**About this task:** Without any omission, reproduce the records that follow.
[Start of section]
PR #1441, opened 2018-01-31
Move class into the default image tag

fjacobi:
By adding the class to the image tag it won't actually style the image, but just the picture tag.

By moving it to the default image tag, it would allow to use the class to actually style the img.

Example:
https://codepen.io/fjacobi/pen/vpqzQG

### DIFF
--- a/Classes/ViewHelpers/Media/PictureViewHelper.php
+++ b/Classes/ViewHelpers/Media/PictureViewHelper.php
@@ -96,6 +96,10 @@ class PictureViewHelper extends AbstractTagBasedViewHelper
         $defaultImage = new TagBuilder('img');
         $defaultImage->addAttribute('src', $defaultSource);
         $defaultImage->addAttribute('alt', $this->arguments['alt']);
+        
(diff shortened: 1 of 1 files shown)


cedricziel:
Please excuse my ignorance, but wouldnt we want to be able to style both?

bjo3rnf:
IMHO not, because `picture` is only a wrapper for semantical/functional reasons same as `main` or `nav`. Mark the 'IMHO'.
[End of section]
**Your solution:**
PR #1441, opened 2018-01-31
Move class into the default image tag

fjacobi:
By adding the class to the image tag it won't actually style the image, but just the picture tag.

By moving it to the default image tag, it would allow to use the class to actually style the img.

Example:
https://codepen.io/fjacobi/pen/vpqzQG

### DIFF
--- a/Classes/ViewHelpers/Media/PictureViewHelper.php
+++ b/Classes/ViewHelpers/Media/PictureViewHelper.php
@@ -96,6 +96,10 @@ class PictureViewHelper extends AbstractTagBasedViewHelper
         $defaultImage = new TagBuilder('img');
         $defaultImage->addAttribute('src', $defaultSource);
         $defaultImage->addAttribute('alt', $this->arguments['alt']);
+        
(diff shortened: 1 of 1 files shown)


cedricziel:
Please excuse my ignorance, but wouldnt we want to be able to style both?

bjo3rnf:
IMHO not, because `picture` is only a wrapper for semantical/functional reasons same as `main` or `nav`. Mark the 'IMHO'.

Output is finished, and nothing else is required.